§ TASK OBJECTIVE
Return, from the data below, each line that contains the word "file".

§ MATERIAL FOR THIS EXERCISE
PR #30, opened 2021-12-14
ENG-901 Use RecipeConnection for pagination of recipes

smunro-thistle:
## Description
In order to implement more flexible pagination, we are switching from using the plain recipe model to Galley's recipeCollection model. The get_raw_recipes_data method has been updated to use the recipe_connection_query, which allows for pagination. get_raw_recipes_data aggregates the pages so that it returns recipes in the same format as its previous version.

The max page size it 25 items.

Tests and mock data have been updated.

## Test Plan
On line 94 of queries.py, update page_size to another size (like 2)

In the python console:

```
from galley.queries import *
import pprint; import galley

recipe_ids = ["cmVjaXBlOjE2NDgzNQ==", "cmVjaXBlOjE2NTE3NA==", "cmVjaXBlOjE2NTE3NQ==", "cmVjaXBlOjE2NTE3Ng==", "cmVjaXBlOjE2NTE3OQ=="]

recipe_data = get_raw_recipes_data(recipe_ids=recipe_ids)
```

And check that recipe_data returns the expected results, in the expected format. These results should look the same as the previous, unpaginated results.


mollykmcglone (approved):
Looks good! I pulled the branch down and tested as described and with `get_formatted_recipes_data(recipe_ids)`, and saw the expected results.

PR #380, opened 2022-02-25
time series forecasting: window features

### LINKED ISSUE #343: time series forecasting: window features
The transformer should create computations over windows of past values of the features, and populate them at time t, t being the time of the forecast.

It uses pandas rolling, outputs several comptutations, mean, max, std, etc, and pandas shift to move the computations to the right row.

```
tmp = (data[variables]
       .rolling(window='3H').mean()  # Average the last 3 hr values.
       .shift(freq='1H')  # Move the average 1 step forward
       )

# Rename the columns
tmp.columns = [v + '_window' for v in variables]

data = data.merge(tmp, left_index=True, right_index=True, how='left')
```

Morgan-Sell:
Closes #343. 

Notes from #343:

The transformer should create computations over windows of past values of the features, and populate them at time t, t being the time of the forecast.

It uses pandas rolling, outputs several comptutations, mean, max, std, etc, and pandas shift to move the computations to the right row.

```
tmp = (data[variables]
       .rolling(window='3H').mean()  # Average the last 3 hr values.
       .shift(freq='1H')  # Move the average 1 step forward
       )

# Rename the columns
tmp.columns = [v + '_window' for v in variables]

data = data.merge(tmp, left_index=True, right_index=True, how='left')
```

### DIFF
--- a/feature_engine/timeseries/forecasting/window_features.py
+++ b/feature_engine/timeseries/forecasting/window_features.py
@@ -1,0 +1,41 @@
+# Authors: Morgan Sell <morganpsell@gmail.com>
+# License: BSD 3 clause
+
+from typing import List, Optional, Union
+
+import pandas as pd
+from sklearn.base import BaseEstimator, TransformerMixin
+from sklearn.utils.validation import check_is_fitted
+
+from feature_engine.dataframe_checks import (
+    _check_contains_inf,
+    _check_contains_na,
+    _check_input_matches_training_df,
+    _is_dataframe,
+)
+from feature_engine.docstrings import (
+    Substitution,
+    _drop_original_docstring,
+    _feature_names_in_docstring,
+    _fit_not_learn_docstring,
+    _fit_transform_docstring,
+    _missing_values_docstring,
+    _n_features_in_docstring,
+    _variables_numerical_docstring,
+)
+from feature_engine.validation import _return_tags
+from feature_engine.variable_manipulation import (
+    _check_input_parameter_variables,
+    _find_or_check_numerical_variables,
+)
+
+
+@Substitution(
+    variables=_variables_numerical_docstring,
+    missing_values=_missing_values_docstring,
+    drop_original=_drop_original_docstring,
+    feature_names_in_=_feature_names_in_docstring,
+    n_features_in_=_n_features_in_docstring,
+    fit=_fit_not_learn_docstring,
+    fit_transform=_fit_transform_docstring,
+)


Morgan-Sell:
@solegalli,

For the above code to work, `variables` must be a list. Otherwise, we cannot add the `_window` suffix to the transformed variable because df[variables] is a pandas series. How would you like to handle it?

- The user could be required to submit a list.
- In the fit(), we could check if `self.variables` is a list type, if not, we make change the type to a list.

Is there a case where variables should be allowed to be an integer?

solegalli:
Hi @Morgan-Sell 

Pleas check our variable_manipulation functions. They've got what you need.

solegalli:
> 

Yes, we leave all the checks to pandas.

feature_engine/timeseries/forecasting/window_features.py
```diff
@@ -0,0 +1,333 @@
...
+
+        self.variables = _check_input_parameter_variables(variables)
+        self.window = window
+        self.function = function
+        self.freq = freq
+        self.sort_index = sort_index
+        self.missing_values = missing_values
+        self.drop_original = drop_original
+
+    def fit(self, X: pd.DataFrame, y: Optional[pd.Series] = None):
```
solegalli, line 162: the fit method is identical to lag features.

Could we move this to a base forecasting class? for this transformer and the lag features?

feature_engine/timeseries/forecasting/window_features.py
```diff
@@ -0,0 +1,333 @@
...
+                "with this transformer."
+            )
+
+        # check if dataset contains na
+        if self.missing_values == "raise":
+            _check_contains_na(X, self.variables_)
+            _check_contains_inf(X, self.variables_)
+
+        if self.sort_index is True:
+            X.sort_index(inplace=True)
```
solegalli, line 253: up to this line, the transform method is identical to lag features, maybe we should make it part of a base class.  together with the fit method

feature_engine/timeseries/forecasting/window_features.py
```diff
@@ -0,0 +1,333 @@
...
+
+        # if freq is not None, it overrides periods.
+        if self.freq is not None:
+            tmp = (X[self.variables_]
+                   .rolling(window=self.window).apply(self.function)
```
solegalli, line 258: @KishManani

the param windows takes strings and integers. Is this enough? should we consider anything else?

feature_engine/timeseries/forecasting/window_features.py
```diff
@@ -0,0 +1,333 @@
...
+        tmp.columns = self.get_feature_names_out(self.variables_)
+
+        X = X.merge(tmp, left_index=True, right_index=True, how="left")
+
+        if self.drop_original:
+            X = X.drop(self.variables_, axis=1)
+
+        return X
+
+    def get_feature_names_out(self, input_features: Optional[List] = None) -> List:
```
solegalli, line 277: Is this method identical to lag features? if yes, then let's move it to the base class.

tests/test_time_series/test_forecasting/test_window_features.py
```diff
@@ -0,0 +1,227 @@
...
+    assert transformer.freq == _freqs
+
+
+@pytest.mark.parametrize("_freqs", [5, "asado", [1, 2, 4], False])
+def test_error_when_non_permitted_param_freq(_freqs):
+    with pytest.raises(ValueError):
+        WindowFeatures(periods=None, freq=_freqs)
+
+
+def test_get_feature_names_out(df_time):
```
solegalli, line 56: is this test identical to the one for lag features? if yes, let's move it to the common tests file, and pass the transformer as an argument with parametrize.

The common test file is where we check the tests from check_estimator.

feature_engine/timeseries/forecasting/window_features.py
```diff
@@ -0,0 +1,333 @@
...
+        See Also
+        --------
+        pandas.shift
+        """
+
+    def __init__(
+            self,
+            variables: List[str] = None,
+            window: Union[str, int] = 1,
+            function: Callable = np.mean,
```
solegalli, line 112: I have two questions for you guys @Morgan-Sell  and @KishManani

First, in other transformers I call this parameter "operations" instead of "functions". I'd like to unify the way we call parameters that do similar things throughout the package. So my question is: which is a better name for this parameter? "operations", "functions", something else, or it does not really matter? If it is not important, I would prefer "operations" so I don't have to deprecate in the other transformer.

And second, I see that @Morgan-Sell is passing numpy functions here. But pandas agg() takes strings. So, should this parameter take strings, numpy functions, or we don't care because in any case, pandas takes care of this check? and we just allow everything?

Quick note: whenever functionality is already implemented in packages that have great developer support, like pandas, sklearn and scipy, I tend to leave "the work" to them (that is, their methods and classes), because we are a tiny community in comparison, so maintaining for us is harder.

Thank you!

feature_engine/timeseries/forecasting/window_features.py
```diff
@@ -0,0 +1,333 @@
...
+            periods: int = 1,
+            freq: str = None,
+            sort_index: bool = True,
+            missing_values: str = "raise",
+            drop_original: bool = False,
+    ) -> None:
+
+        if not (isinstance(window, int) or isinstance(window, str)) or isinstance(window, bool):
```
solegalli, line 120: Like in my previous comment, I would leave all checks of parameters that will be used by pandas, to pandas. That is, periods, freq and window.

feature_engine/timeseries/forecasting/window_features.py
```diff
@@ -0,0 +1,333 @@
...
+            raise ValueError(
+                f"function must be np.mean, np.std, np.median, np.min, np.max, or np.sum. "
+                f"Got {function} instead."
+            )
+        if periods is None and not isinstance(freq, str):
+            raise ValueError(
+                f"freq must be a string. Got {freq} instead."
+            )
+
+        if missing_values not in ["raise", "ignore"]:
```
solegalli, line 142: this parameter and the next one are also in lag features. I would make them part of a base class, see my next comment.

solegalli (commented):
Hi @Morgan-Sell 

Thank you so much for such an incredible amount of work!

This is looking really good. Thank you so much.

I made a few comments that are mainly organizational. 

Much of the code in this class is identical to LagFeatures, so I think we should move the bits that are similar to a base forecasting class, because it will be easier to maintain.

The second is regarding reorganizing the tests. Those tests that are similar for window and lag features, should also be moved to a common file we already have in the forecasting test folder. 

Would you mind having a look at this?

Thanks again!

feature_engine/timeseries/forecasting/window_features.py
Morgan-Sell: It's different. It includes the window in the name, e.g. var_A_window_2_freq_3d and var_B_window_3_periods_2.

I guess we could move the following code to the BaseForecast class:

```
check_is_fitted(self)

        # create names for all window features or just the indicated ones.
        if input_features is None:
            input_features_ = self.variables_
        else:
            if not isinstance(input_features, list):
                raise ValueError(
                    f"input_features must be a list. Got {input_features} instead."
                )
            if any([f for f in input_features if f not in self.variables_]):
                raise ValueError(
                    "Some features in input_features were not transformed. This method only "
                    "provides the names of the transform features with this method."
                )
            # create just indicated window features
            input_features_ = input_features
```

tests/test_time_series/test_forecasting/test_window_features.py
Morgan-Sell: It's different because "window_X" is included in the transformed variables. See the comment above.

feature_engine/timeseries/forecasting/window_features.py
Morgan-Sell: Just to confirm, are  `missing_values` and `drop_original` the only init params to be included in BaseForecast init?

Morgan-Sell:
hola @solegalli,

Are you envisioning the following tests to be moved to the test_check_estimator_forecasting.py?

- test_permitted_param_periods
- test_error_when_non_permitted_param_periods
- test_permitted_param_freq
- test_error_when_non_permitted_param_freq
- test_sort_index

The other tests involve `window`, `function`, and feature names. As of now, the variables that are transformed using WindowFeatures include the suffix `window_X`.

Morgan-Sell:
@solegalli @KishManani 

A few questions regarding the common forecasting tests:

- WindowFeatures is failing the `test_check_estimator_from_feature_engine` test in test_check_estimator_forecasting.py. It seems to be because WindowFeatures does not return an error when `check_error_if_y_not_passed`. Is this test appropriate for WindowFeatures? The `y` variable is optional in the `fit()`. 
- What is causing `sklearn.utils.check_estimators` to skip certain tests for LagFeatures? Why doesn't the same occur for WindowFeatures?

KishManani:
I would also include an option to allow expanding windows: https://pandas.pydata.org/docs/reference/api/pandas.DataFrame.expanding.html

feature_engine/timeseries/forecasting/window_features.py
KishManani: I think it covers most use cases. However, in Pandas there's also the option to provide a custom class to define windows (see Pandas rolling docs (here)[BaseIndexer subclass](https://pandas.pydata.org/docs/reference/api/pandas.DataFrame.rolling.html]). If the effort required to support it is high, it may not be worth it and can be added in the future.

feature_engine/timeseries/forecasting/window_features.py
```diff
@@ -0,0 +1,333 @@
...
+        y: pandas Series, default=None
+            y is not needed in this transformer. You can pass None or y.
+        """
+        # check input dataframe
+        X = _is_dataframe(X)
+
+        # We need the dataframes to have unique values in the index and no missing data.
+        # Otherwise, when we merge the window features we will duplicate rows.
+
+        if X.index.isnull().sum() > 0:
```
KishManani: Is there any reason for doing this over this:

```
if X.index.isnull().any():
```

if not I believe my suggestion is the preferred method for such checks.

feature_engine/timeseries/forecasting/window_features.py
KishManani: I think we need to consider what kind of transformations we want to accept. `agg` is orders of magnitude faster for  operations like sum and mean relative to `apply` (like ms for `agg` vs seconds for `apply`). Also the `agg` API is a bit more flexible in allowing you to specify multiple different transformations for different variables using a dictionary (see second highest comment (here)[https://stackoverflow.com/questions/21828398/what-is-the-difference-between-pandas-agg-and-apply-function]).

feature_engine/timeseries/forecasting/window_features.py
solegalli: This is what I've done for this parameter:

- removed all init checks. We leave that to pandas. Like this, this param can take whatever pandas accepts. 
- in addition, I also allow passing a a list with window values, so that several window features can be calculated with one transformer.
- in theory, the user could pass a list of callables, but I have not tested this process. @KishManani do you have an example of a useful feature that could be created with a bespoke function? we can use this in a test and more importantly in the documentation.

feature_engine/timeseries/forecasting/window_features.py
solegalli: I modified this method in https://github.com/Morgan-Sell/feature_engine/pull/9

feature_engine/timeseries/forecasting/window_features.py
solegalli: In https://github.com/Morgan-Sell/feature_engine/pull/9 I modified the functionality of the class so that it works with `agg` instead of `apply`. 

Agg can take strings representing each one of the rolling() allowed aggregation functions. That is convenient.

What the current functionality is not allowing, is for the user to pass a bespoke function. Which might be upsetting.

We have one of 2 options:

1. release like this and wait for user feedback
2. try to think how we can allow the use of bespoke functions

For 2, it would be helpful if @KishManani has an example of what this could be?

feature_engine/timeseries/forecasting/window_features.py
solegalli: i noticed that variables should also be part of the common tests. Added that in https://github.com/Morgan-Sell/feature_engine/pull/9

feature_engine/timeseries/forecasting/window_features.py
solegalli: fixed.

solegalli:
> I would also include an option to allow expanding windows: https://pandas.pydata.org/docs/reference/api/pandas.DataFrame.expanding.html

Regarding expanding windows, I tried to make this optional, but pandas.expanding windows takes an argument less than rolling windows, so it gets messy with the docs.

Also, it gets even more messy now that the parameter that is missing in pandas expanding is the one that allows the user to create multiple features for different window sizes.

So I think, the best is, to have expanding windows in a different class.

On that note, I am unsure as to how useful expanding windows as implemented in pandas, are to create features for forecasting. In my mind, I would like expanding windows with limits, and not extending all the way from the first observations. For example, I would like the ast 3,4, 5, and 6 months of data, but most likely not all data from the beginning. And this is not covered in pandas expanding which is just brute force from the first observations.

With WindowFeatures, if we pass the window values in a list, we can, in essence, create expanding windows as the ones I describe.

So question for @KishManani is, is pandas.expanding really useful in forecasting? If yes, we should create a separate issue for a separate class.

And the same for the other pandas functions like weighted windows since we are here :p

feature_engine/timeseries/forecasting/window_features.py
solegalli: > few questions regarding the co

feature_engine checks are not failing for me in this pr https://github.com/Morgan-Sell/feature_engine/pull/9

sklearn check_estimators tests are failing. And not sure why yet.

solegalli:
Hi @Morgan-Sell @KishManani 

Thank you so much for your valuable contributions to this class.

I made a PR to Morgan's repo here: https://github.com/Morgan-Sell/feature_engine/pull/9 where I address most of the questions and issues that came up in this PR thread.

The main things outstanding are:

1. expand the tests for when `window` is a list, flagged with TODO (@Morgan-Sell )
2. fix test for sort_index, flagged with TODO (@Morgan-Sell )
3. fix sklearn check_estimator (@solegalli )
4. expand the docs user guide, flagged with TODO (@solegalli )
5. create a new issue for expanding windows (@KishManani )
6. test passing a base indexer to window (if @KishManani has an example, we can take it from there)
7. see if we can allow bespoke functions instead of just `add` with strings (team thinking)

I put some tentative names next to each issue. Would this be alright for all of you? 

@Morgan-Sell if you go ahead with merging and the first changes, I 'll pick up afterwards with the sklearn tests.

Thank you all!

solegalli:
@KishManani 

When recreating the notebooks for section 3, I realise that it would be convenient to have the features created for timestamps not present in the train data.

For example, if last timestamp of train data is 2020-01-01, and say we have daily data. If we create lag 1 day features, we would have the value for timestamp 2020-01-02, however, the current implementation of lag features (and also window features) don't add these values, because they would add values up to the timestamp in the train data.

§ WRITTEN SOLUTION
solegalli, line 56: is this test identical to the one for lag features? if yes, let's move it to the common tests file, and pass the transformer as an argument with parametrize.
The common test file is where we check the tests from check_estimator.
The second is regarding reorganizing the tests. Those tests that are similar for window and lag features, should also be moved to a common file we already have in the forecasting test folder. 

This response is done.